Thomas Cook India has signed an agreement with dnata Travel to take over the latter’s corporate travel business portfolio and serve its existing clients as the travel management company closes its operations in India.
As per the agreement, there will be no transfer of assets, liabilities or manpower from dnata Travel to Thomas Cook India, with the latter only acting as an alternative service provider.
Speaking to TTG Asia, Thomas Cook India CEO & executive director, Mahesh Iyer, said: “dnata Travel wanted a stable partner who can act as a ‘safe house’ for their corporate clients with whom they have a long-term relationship… So, effectively it is going to be a migration of all the existing contracts of dnata Travel to Thomas Cook India. There was no financial commitment from either party for this transaction.”

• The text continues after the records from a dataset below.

PR #887, opened 2021-01-13
[DUOS-865][risk=no] Bug fix for Find Dataset By Name

lindojong:
Follow up to: https://broadworkbench.atlassian.net/browse/DUOS-865

### Scope of Changes
---
- We wanted to match dataset names irrespective of case, but it was implemented only removing case from one half. This change compares both names as lowercase.

In all cases:

### DIFF
--- a/src/main/java/org/broadinstitute/consent/http/db/DataSetDAO.java
+++ b/src/main/java/org/broadinstitute/consent/http/db/DataSetDAO.java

The transition is expected to be completed in the next few weeks. The agreement was concluded after an extensive process of evaluation by dnata Travel.
dnata Travel regional vice president, Rashid Al Awadhi, said: “Whilst we are disappointed to be exiting the corporate market in India, it has always been our intention to provide our valued customers with an alternative option. We are delighted that we can now offer customers the option of a seamless transition to Thomas Cook.”
Iyer declined to divulge the size of dnata’s existing corporate client base, but said that he expects a slow recovery of corporate travel business in India, beginning with domestic markets.
He added: “The fact that we are already dealing with a lot of corporates and have the required infrastructure support puts us in good stead to serve dnata’s clients. We have started to see early green shots in corporate travel and expect to witness some recovery from the international side too beginning 4Q2020. I also expect more consolidation happening in the corporate travel business in India.”